(Saved data entries)
Issue #518, opened 2020-09-16
ordering of initialization steps


ThomasBreuer:
GAP.jl's initialization depends on libgap's `GAP_Initialize`, which runs GAP's initialization.
In particular, autoloading GAP packages is part of this process.
Only afterwards, GAP.jl loads the GAP package JuliaInterface.

As soon as one wants to autoload JuliaInterface (not very likely) or a GAP package that depends on JuliaInterface (might become more likely), calling `using GAP` runs into the following problem.
```
WARNING: using GAP.GAP in module Main conflicts with an existing identifier.
ERROR: importing GAP into Main conflicts with an existing identifier
```
This happens after the execution of the `__init__` function of GAP.jl.

Do we have to forbid autoloading JuliaInterface and related packages?

ThomasBreuer:
Here is another instance of the same problem:
When one starts GAP such that the name of an input file belongs to the command line then this file will be read before the initialization process has loaded JuliaInterface.
Thus one cannot use the GAP-Julia integration in the input file.
(Explicitly loading JuliaInterface in the input file leads to the above error, and GAP crashes.)

fingolfin:
So we really should load JuliaInterface earlier.

We discussed this a bit in a Jitsi meeting. I stumbled over related issues when working on the `initialize` code -- part of the problem there was that GAP starts by reading `init.g`, which does a lot, including the processing of the command line arguments -- in fact we might end up quitting in there, if the user passed a file that quits.

One trick I employed to deal with this was to insert extra arguments to be passed to `GAP_Initialize`. We could try the same for loading JuliaInterface, and add the equivalent of `-c LoadPackage("JuliaInterface")` to the *start* of the `argv` vector. Of course that's yet another hack, but it should at least work right now. We can then work on a "proper" solution on the GAP side for future GAP releases.

ThomasBreuer:
@fingolfin I understand GAP's `lib/init.g` as follows.
1. The steps until the user preferences in `gap.ini` get evaluated seem to be harmless in the sense that the GAP-Julia integration is not affected.
2. Then `AutoloadPackages` is called. Here JuliaInterface may be requested (perhaps indirectly) for loading.
3. Then some more GAP internal initializations happen. The only part that  is relevant for Julia is that the `gaprc` file may already try to use the Julia integration (set some variables, read some user files, ...).
4. Then the files mentioned in the command line (`GAPInfo.InitFiles`) are read.

At the moment, I see the following two issues.

[...]

PR #548, opened 2020-10-30
try to load JuliaInterface earlier

ThomasBreuer:
such that it can be used by other autoloaded packages etc., see issue #518.

This is work in progress, see the discussion for issue #518.

### DIFF
--- a/lib/systemfile.g
+++ b/lib/systemfile.g
@@ -1,0 +1,27 @@
+(function()
+    local deps, i, standalone, initfiles, entry;
+
+    # Add JuliaInterface to the needed GAP packages, such that it is loaded
+    # early enough for being required by other GAP packages,
+    # and such that it is available when user files get read
+    # via the GAP command line.
+    deps:= SHALLOW_COPY_OBJ( GAPInfo.Dependencies.NeededOtherPackages );
+    APPEND_LIST_INTR( deps, [ [ "JuliaInterface", ">= 0.4.4" ] ] );
+    GAPInfo.Dependencies:= MakeImmutable( rec( NeededOtherPackages:= deps ) );
+
+    # Notify that GAP.jl initiates the loading process.
+    for i in [ 1 .. LEN_LIST( GAPInfo.SystemCommandLine )-1 ] do
+      if GAPInfo.SystemCommandLine[i] = "-c" then
+        if POSITION_SUBSTRING( GAPInfo.SystemCommandLine[i+1], "__JULIAINTERNAL_LOADED_FROM_JULIA_STAND_ALONE\", true", 0 ) <> fail then
+          standalone:= true;
+        elif POSITION_SUBSTRING( GAPInfo.SystemCommandLine[i+1], "__JULIAINTERNAL_LOADED_FROM_JULIA_STAND_ALONE\", false", 0 ) <> fail then
+          standalone:= false;
+        fi;
+      fi;
+    od;
+    if IsBound( standalone ) then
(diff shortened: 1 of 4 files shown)


lib/systemfile.g
```diff
@@ -0,0 +1,27 @@
...
+        elif POSITION_SUBSTRING( GAPInfo.SystemCommandLine[i+1], "__JULIAINTERNAL_LOADED_FROM_JULIA_STAND_ALONE\", false", 0 ) <> fail then
+          standalone:= false;
+        fi;
+      fi;
+    od;
+    if IsBound( standalone ) then
+      # Set the flag that notifies the 'JuliaInterface' package:
+      # GAP.jl has initiated to load GAP.
+      BIND_GLOBAL( "__JULIAINTERNAL_LOADED_FROM_JULIA", true );
+    fi;
```
fingolfin, line 26: All this just to set a GAP variable. I see three alternatives to this:
1. have two different `systemfile.g`, one for standalone mode, one for non-standalone ("embedded") mode
2. only in standalone mode, inject code just before the start of `init.g` which set `__JULIAINTERNAL_LOADED_FROM_JULIA` to `true`; two ways to achieve this come to mind:
    1. provide our own `init.g` and ensure it is visible in a GAPROOT before the one with the real `init.g`. Then have that custom `init.g` set `__JULIAINTERNAL_LOADED_FROM_JULIA` and read the "real" `init.g`.
    2. set the C kernel variable `SyLoadSystemInitFile` to 0 (zero). That ensures that `GAP_Initialize` returns *before* `init.g` is read (but well after the kernel itself is set up, so we can e.g. assign to GAP global variables). It also means that we then need to issue the equivalent of `READ("lib/init.g")`.

fingolfin: OK, I missed your comments on issue #518, otherwise my comment above would be a bit different :-). Let me first say that I think the idea of adding `--systemfile` is the right call, and I fully support it. I just think it's not mutually exclusive with inserting some code before reading `init.g`. I think the two would complement each other quite nicely. I might hack up the `SyLoadSystemInitFile` idea just to try it ...

In fact, I am actually think about combining the `SyLoadSystemInitFile` approach with the switch to GAP_jll anyway: the idea being that we move the definition of `GapObj` as well as the call to `GAP_Initialize` into `GAP_jll`, but with `SyLoadSystemInitFile` set to 0, so that it does not process `init.g`. 

By doing this, when `GAP.jl` is loaded, `ForeignPtr.MPtr` should already be defined, and it might be possible for us to do some things that are not possible right now, or at least do them in a somewhat cleaner fashion. Like writing things such as `const T_MACFLOAT = ValueGlobalVariable(:T_MACFLOAT)` should become possible at the top level of the package. I guess in a sense this would bring back the old `GAPTypes` package, at least in spirit, but also way beyond it.  (However, I need to think about whether and how this can be made to work while retaining support for loading GAP first, then loading Julia from GAP).

fingolfin:
Tests fails because `--systemfile` is not (yet) available, as we are compiling an outdated snapshot of GAP 4.11. We'll have to update to a newer one by (a) creating it and (b) editing `Artifacts.toml`...  Or alternatively by getting `GAP_jll` to work which makes this kind of update relatively easy (basically, update https://github.com/JuliaPackaging/Yggdrasil/blob/master/G/GAP/build_tarballs.jl to use a newer GAP commit and/or use different patch files in https://github.com/JuliaPackaging/Yggdrasil/tree/master/G/GAP/bundled/patches -- which reminds me, this kind of thing should also be documented...).

Anyway, we'll get there.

● **TASK REQUIREMENTS**
Up to and including the line with "Only afterwards, GAP.jl", output every line of the records above exactly, starting from the first; output nothing else.

● **OUTPUT**
Issue #518, opened 2020-09-16
ordering of initialization steps


ThomasBreuer:
GAP.jl's initialization depends on libgap's `GAP_Initialize`, which runs GAP's initialization.
In particular, autoloading GAP packages is part of this process.
Only afterwards, GAP.jl loads the GAP package JuliaInterface.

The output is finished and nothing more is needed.